Hier können wir nur an Ihr Gerechtigkeitsbewusstsein, das Sie ja auch immer für sich in Anspruch nehmen, appellieren. Da müssen doch wirklich alle Alarmglocken klingeln, und Sie müssen dem nachgehen und prüfen, welche Fehlentwicklungen es hier gibt und was zu tun ist; denn anderenfalls setzt sich derjenige, der letztlich an höchster Stelle dafür verantwortlich ist, wieder einmal dem Vorwurf aus, er sei der Genosse der Bosse und nicht der Genosse der kleinen Leute, der Mittelständler und der Landwirte.

(Beifall bei der CDU)

Meine Damen und Herren, die landwirtschaftlichen Sachverständigen haben Folgendes ausgerechnet: Die Nettomehrbelastung der gesamten deutschen Landwirtschaft durch die Steuerreform wird, wenn sich nichts ändert, im nächsten Jahr 150 Millionen DM und im folgenden Jahr sogar 340 Millionen DM betragen, in den Jahren 2003 und 2004 je 260 Millionen DM und im Jahre 2005 - leicht verringert - 170 Millionen DM. Das ist eine Zusatzbelastung der deutschen Landwirtschaft allein durch die Unternehmensteuerreform in Höhe von weit mehr als 1 Milliarde DM.

Nun ist der Finanzminister Aller nicht mehr da, aber bei dem wird natürlich Freude aufkommen, wenn er die Zahlen hört. Er beklagt ja immer die Steuerrückgänge im Zuge der Steuerreform. Das haben wir eben wieder gehört.

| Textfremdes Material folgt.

PR #508, opened 2023-12-12
Implementation of `RealizationPicker` component

rubenthoms:
Added a new component for picking realizations in a more user-friendly way than a plain input field. This component is a basic version and might require additional updates/features in order to align with the requirements of further use cases.


jorgenherje (approved):
👍

PR #510, opened 2023-12-13
New `eslint` rules for React and adjustments and bug fixes to codebase

rubenthoms:
This PR takes in use the recommended rules for `react` and `react-hooks`. It also implements the required changes to the codebase, e.g. missing dependencies in `useEffect`, non-standard-conform hook and component names, non-reference-stable state setters (e.g. in `StateStore`), and possibly changed references in unmount functions. It does also fix a bug in `TableSelect` which led to a jumping behaviour of the scrollbar.

Note: According to the React documentation, reference-stable variables (like state setters) do not need to be passed to dependency arrays. However, the `rules-of-hooks` plugin is not adjusted yet and requires this. In order to benefit from its other bug identification features/advantages, we are now adjusting to its requirements.

### DIFF
--- a/frontend/src/modules/WellCompletions/settings.tsx
+++ b/frontend/src/modules/WellCompletions/settings.tsx
@@ -27,7 +27,7 @@ enum RealizationSelection {
     Single = "Single",
 }
 
-export const settings = ({ moduleContext, workbenchSession, workbenchServices }: ModuleFCProps<State>) => {
+export const Settings = ({ moduleContext, workbenchSession, workbenchServices }: ModuleFCProps<State>) => {
     const ensembleSet = useEnsembleSet(workbenchSession);
     const [availableTimeSteps, setAvailableTimeSteps] = moduleContext.useStoreState("availableTimeSteps");
     const setDataLoadingStatus = moduleContext.useSetStoreValue("dataLoadingStatus");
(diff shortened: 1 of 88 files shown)


frontend/src/modules/WellCompletions/settings.tsx
```diff
@@ -116,7 +147,14 @@ export const settings = ({ moduleContext, workbenchSession, workbenchServices }:
             }
             createAndSetPlotData(allTimeSteps, timeStepIndex, selectedTimeStepOptions.timeAggregationType);
         },
-        [wellCompletionsQuery.data, selectedTimeStepOptions]
+        [
+            wellCompletionsQuery.data,
+            selectedTimeStepOptions,
+            availableTimeSteps,
```
jorgenherje, line 153: Wouldn't this re-trigger the useEffect when line 109 and 119 setAvailableTimeSteps?

jorgenherje (changes requested):
Seems good, but I have a couple of comments with respect to:

- Empty dependency array for `React.useEffect`, which is intended as initialization done on the initial component render.
- Some comments are not directly a result of this PR, but comments are added as I saw them now. E.g. if `ContentInfo`/`ContentError` component can be used.

jorgenherje (approved):
Looks good to me! 👍

PR #515, opened 2023-12-18
Add dev label

### LINKED ISSUE #512: Add information stating that Webviz is under development
There are 5+ fields testing new Webviz today, and the number of users on each of these fields is increasing steadily.

It is easy for the (test) users to forget that the Webviz version they interact with is under heavy development. Should add a clear reminder (e.g. on login page?) and/or under the Webviz logo in the app itself that 
- the application is under heavy development
- expect errors and issues
- We are very interested in feedback on e.g. Slack (https://equinor.slack.com/messages/webviz/) or Viva Engage / Yammer (https://web.yammer.com/main/groups/eyJfdHlwZSI6Ikdyb3VwIiwiaWQiOiIxMzM5NzE0NyJ9)

rubenthoms:
Closes #512.

### DIFF
--- a/frontend/src/App.tsx
+++ b/frontend/src/App.tsx
@@ -15,6 +15,19 @@ import { useQueryClient } from "@tanstack/react-query";
 import "./modules/registerAllModules";
 import "./templates/registerAllTemplates";
 
+function DevLabel() {
+    return (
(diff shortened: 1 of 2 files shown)


anders-kiaer (approved):
LGTM!

I think we might loose some feedback if we do not provide other feedback channels than GitHub. Most of our users are non-technical without GitHub knowledge or user account, but they know about especially Yammer, but also Slack.

PR #521, opened 2023-12-22
Adjust warning message for statusWriter in SimulationTimeSeriesMatrix module

jorgenherje:
Correct/fix warning messages to show correct content

- Ensure warning message with non existing vectors when selecting single ensemble without vectors.
- Only show message for non-existing vector observations when `showObservations` is selected/true


anders-kiaer (approved):
👍

PR #504, opened 2023-12-08
Refactored data channels

rubenthoms:
This PR contains the following changes:
- Refactoring of data channels (naming and concept)
- Performance improvements (related to data channel experience)
- Refactoring of consumers of data channels (publishers and receivers)

Closes #421.
Closes #184 although there might be some further improvements.

Some performance improvements were taken out of this PR due to unknown possible consequences and are going to be implemented in another PR.

PR #532, opened 2024-01-12
Performance improvements

rubenthoms:
Overall performance improvements that include:
- Removed `select-none` class in `Layout` and `SmartNodeSelector`
- Added extra root element for React portals and other global elements (in order to prevent repainting of the main root) - implemented custom component for adding portals
- Made event listeners conditional whenever possible (e.g. event listeners for `pointermove` and `pointerup` for dragging are now added in the `pointerdown` handler and removed again after the dragging operation has finished)
- Improved the `useElementSize` and `useElementBoundingRect` hooks in order to prevent (potentially expensive) re-rendering when an element becomes invisible and visible again without actually changing its size
- Improved performance of the MutationObserver in `useElementBoundingRect`
- Limited max number of vectors in `SimulationTimeSeriesMatrix` to 20 and set the default display mode to `Statistical fanchart`
- Improved text width calculation by preventing it from repeatedly changing the DOM or expensively calculating styles (fonts are now calculated once  for 1rem font-size, stored and later used for calculating text widths)
- Improved layout dragging performance by hiding and not changing the size of modules but using empty preview containers - modules are resized when the dragging operation ends
- Improved layout dragging UX by calculating the dragging point relative to the module's width - if the module width changes, the dragging point (point where the cursor is positioned relative to the module) is changed accordingly
- Replaced arrow functions with proper functions
- Replaced heavy event handlers with smarter logic
- Added event handlers for `blur` and `pointercancel`
- Added `PendingWrapper` component for usage with React's `useTransition` hook
- Made use of `useTransition` in `SimulationTimeSeriesMatrix` and improved settings render code by moving a heavier computing function into the handler function that actually updates its inputs
- Improvements to `SmartNodeSelector`

Note: There are already some performance improvements implemented in #504 which, together with these improvements, should help to improve the overall UX. This PR should not be merged before #504 is.


frontend/src/lib/components/Select/select.tsx
```diff
@@ -48,16 +48,24 @@ export const Select = withDefaults<SelectProps>()(defaultProps, (props) => {
...
     const [currentIndex, setCurrentIndex] = React.useState<number>(0);
+    const [options, setOptions] = React.useState<SelectOption[]>(props.options);
+    const [prevOptions, setPrevOptions] = React.useState<SelectOption[]>(props.options);
     const [prevFilteredOptions, setPrevFilteredOptions] = React.useState<SelectOption[]>([]);
 
     const ref = React.useRef<HTMLDivElement>(null);
     const noOptionsText = props.placeholder ?? "No options";
+
+    if (!isEqual(props.options, prevOptions)) {
+        setPrevOptions(props.options);
```
jorgenherje, line 59: Is it need for `prevOptions`, as both `options` and `prevOptions` states are set simultaneously?

NB: on line 231 below, the `props.options` are used in the returned component render code. Should it be using `options` state instead?

frontend/src/lib/utils/geometry.ts
```diff
@@ -18,145 +18,161 @@ export type Rect = {
...
 export const MANHATTAN_LENGTH = 13.11;
 
-export const pointerEventToPoint = (event: PointerEvent): Point => {
+export function pointerEventToPoint(event: PointerEvent): Point {
     return { x: event.pageX, y: event.pageY };
-};
+}
 
-export const vectorLength = (vector: Point): number => {
+export function vectorLength(vector: Point): number {
```
jorgenherje, line 25: Should `Vector2D` be a new type? It would of course be a type with `x: number` and `y: number`, but for clarity it is not a `Point` with x- and y-coordinate, but a length/size in x and y.

frontend/src/lib/utils/geometry.ts
```diff
@@ -18,145 +18,161 @@ export type Rect = {
...
+}
 
-export const pointMultiplyWithScalar = (point: Point, scalar: number): Point => {
+export function pointMultiplyWithScalar(point: Point, scalar: number): Point {
     return { x: point.x * scalar, y: point.y * scalar };
-};
+}
 
-export const isPartlyContained = (
+export function pointMultiplyWithVector(point: Point, vector: Point): Point {
```
jorgenherje, line 57: Same comment as above?

frontend/src/lib/utils/textSize.ts
```diff
@@ -1,12 +1,38 @@
-export function getTextWidthWithFont(text: string, font: string): number {
-    // re-use canvas object for better performance
+type CharWidths = Map<string, number>;
+
+const text = "abcdefghijklmnopqrstuvwxyzABCDEFGHIJKLMNOPQRSTUVWXYZ0123456789-_.!~*'()[]{}/?:@#$%^&*+=`|\\\"<>";
+const storedFontWidths: Map<string, CharWidths> = new Map();
+
+function calcAndStoreCharWidths(font: string) {
```
jorgenherje, line 6: Consider adding return type for readability

frontend/src/lib/utils/textSize.ts
```diff
@@ -1,12 +1,38 @@
-export function getTextWidthWithFont(text: string, font: string): number {
-    // re-use canvas object for better performance
+type CharWidths = Map<string, number>;
+
+const text = "abcdefghijklmnopqrstuvwxyzABCDEFGHIJKLMNOPQRSTUVWXYZ0123456789-_.!~*'()[]{}/?:@#$%^&*+=`|\\\"<>";
```
jorgenherje, line 3: Consider renaming to `textChars`, `validChars`, etc, to deviate from the `text` argument of `getTextWidthWithFont`-function below.

frontend/src/modules/DistributionPlot/view.tsx
```diff
@@ -17,9 +19,20 @@ import { makeHistogramTrace } from "./utils/histogram";
 import { makeHoverText, makeHoverTextWithColor, makeTitleFromChannelContent } from "./utils/stringUtils";
 import { calcTextSize } from "./utils/textSize";
 
+const MaxNumberPlotsExceededMessage: React.FC = () => {
+    return (
+        <ContentWarning>
+            <Warning fontSize="large" className="mb-2" />
+            Too many plots to display. Due to performance limitations, the number of plots is limited to 12.
```
jorgenherje, line 26: Make: `const MAX_NUMBER_OF_PLOTS = 12;`
Make the number a prop for the `MaxNumberPlotsExceededMessage`-component and use the `MAX_NUMBER_OF_PLOTS` for the checks below.

frontend/src/modules/DistributionPlot/view.tsx
```diff
@@ -135,6 +148,10 @@ export const View = ({ moduleContext, workbenchSettings }: ModuleFCProps<State>)
 
             if (plotType === PlotType.Histogram) {
                 const numContents = receiverX.channel.contents.length;
+                if (numContents > 12) {
```
jorgenherje, line 151: Use const max here?

frontend/src/modules/DistributionPlot/view.tsx
```diff
@@ -184,12 +201,16 @@ export const View = ({ moduleContext, workbenchSettings }: ModuleFCProps<State>)
...
                     }
                 }
-                setPlot(figure.makePlot());
+                setContent(figure.makePlot());
                 return;
             }
 
             if (plotType === PlotType.BarChart) {
                 const numContents = receiverX.channel.contents.length;
+                if (numContents > 12) {
```
jorgenherje, line 210: Use const max here?

frontend/src/modules/DistributionPlot/view.tsx
```diff
@@ -252,14 +273,19 @@ export const View = ({ moduleContext, workbenchSettings }: ModuleFCProps<State>)
...
+                setContent(figure.makePlot());
                 return;
             }
 
             if (
                 (plotType === PlotType.Scatter && receiverY.channel) ||
                 (plotType === PlotType.ScatterWithColorMapping && receiverY.channel && receiverColorMapping.channel)
             ) {
+                const numPlots = receiverX.channel.contents.length * receiverY.channel.contents.length;
+                if (numPlots > 12) {
```
jorgenherje, line 285: Use const max here?

frontend/src/modules/SimulationTimeSeriesMatrix/settings.tsx
```diff
@@ -64,6 +66,9 @@ export function Settings({ moduleContext, workbenchSession }: ModuleFCProps<Stat
     const setParameterIdent = moduleContext.useSetStoreValue("parameterIdent");
     const setVectorSpecifications = moduleContext.useSetStoreValue("vectorSpecifications");
 
+    // Transitions
+    const [isPending, startTransition] = React.useTransition();
```
jorgenherje, line 70: Rename to `[isPendingGetParameters, startGetParametersTransistion]` or something similar? To specify what transistion the hook is intendent/utilized for.

jorgenherje (changes requested):
Really nice work! Tried to test most of the features. Code seems very well organized and easy to read!

Just some minor comments from my side.

frontend/src/framework/internal/components/Content/private-components/layout.tsx
```diff
@@ -143,10 +138,26 @@ export const Layout: React.FC<LayoutProps> = (props) => {
...
-        };
+            removeDraggingEventListeners();
+        }
+
+        function calcSizeOfDraggedElement(): Size {
+            const layoutElement = currentLayout.find((element) => element.moduleInstanceId === pointerDownElementId);
+            if (!layoutElement) {
+                return { width: 0, height: 0 };
+            }
+            const rect = convertLayoutRectToRealRect(layoutElement, size);
```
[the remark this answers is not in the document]
rubenthoms: Renamed to `layoutDivSize`.

frontend/src/lib/components/Select/select.tsx
rubenthoms: Good observation, seems like a relict from older days ;). Line 231 would not matter, but I can change it to have it more concise.

frontend/src/lib/utils/geometry.ts
rubenthoms: Renamed a couple of functions, introduced `Vector2D`, and appended `2D` to other types for clarity.

frontend/src/lib/utils/geometry.ts
```diff
@@ -18,51 +23,51 @@ export type Rect = {
...
 }
 
-export function pointDistance(point1: Point, point2: Point): number {
+export function pointDistance(point1: Point2D, point2: Point2D): number {
     return Math.sqrt(Math.pow(point1.x - point2.x, 2) + Math.pow(point1.y - point2.y, 2));
 }
 
-export function pointDifference(point1: Point, point2: Point): Point {
-    return { x: point1.x - point2.x, y: point1.y - point2.y };
+export function vectorDifference(vector1: Vector2D, vector2: Vector2D): Vector2D {
```
jorgenherje, line 38: Change to `pointDifference(point1: Point2D, point2: Point2D): Point2D`, as it is only used with points so far?

frontend/src/lib/utils/geometry.ts
```diff
@@ -18,51 +23,51 @@ export type Rect = {
...
 
-export function pointScale(point: Point, factor: number): Point {
-    return { x: point.x / factor, y: point.y / factor };
+export function vectorScale(vector: Vector2D, factor: number): Vector2D {
+    return { x: vector.x / factor, y: vector.y / factor };
 }
 
-export function pointScaleIndividually(point: Point, factorX: number, factorY: number): Point {
-    return { x: point.x / factorX, y: point.y / factorY };
+export function vectorScaleIndividually(vector: Vector2D, factorX: number, factorY: number): Vector2D {
```
jorgenherje, line 54: Same as above?

frontend/src/lib/utils/geometry.ts
```diff
@@ -18,51 +23,51 @@ export type Rect = {
...
 
-export function pointMultiplyWithScalar(point: Point, scalar: number): Point {
-    return { x: point.x * scalar, y: point.y * scalar };
+export function vectorMultiplyWithScalar(vector: Vector2D, scalar: number): Vector2D {
+    return { x: vector.x * scalar, y: vector.y * scalar };
 }
 
-export function pointMultiplyWithVector(point: Point, vector: Point): Point {
-    return { x: point.x * vector.x, y: point.y * vector.y };
+export function vectorIndividuallyMultiplyComponentsWithOtherVector(vector1: Vector2D, vector2: Vector2D): Vector2D {
```
jorgenherje, line 62: Same as above?

jorgenherje (changes requested):
Perhaps `Vector2D` is not needed when all utility functions are actually called with `Point2D` arguments, and sets states/variables which as of type `Point2D`.

See comments below regarding naming of functions. Seems like most of the `vector...`-functions in `geometry` is not used, and can fine be renamed back to `point...`. 

The original comment regarding `Vector2D` was when an argument was named `vector`, but the type was `Point`. Now it's a bit the other way around, all arguments given to utility functions are `Point2D`, but the function names, arguments and return types are `vector...` and `Vector2D`.

jorgenherje (approved):
Nice! Approved with name fix: `multiply`->`divide` in `geometry.ts`-function as mentioned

Aber wenn die Landwirtschaft jetzt höhere Steuern bezahlen muss, dann kann das für ihn ja positiv sein.

Um es sarkastisch zu formulieren: Der Strukturwandel wird sich natürlich enorm beschleunigen, wenn dies Wirklichkeit wird; denn wir haben ja gehört, wie es Kapitalgesellschaften geht. Gerade im Osten gibt es Kapitalgesellschaften im Bereich der Landwirtschaft, die natürlich in den Genuss dieser Steuervorteile kommen werden, aber eben nicht die niedersächsischen Familienbetriebe. Für die müssen wir uns hier aber einsetzen. Dafür sind wir gewählt.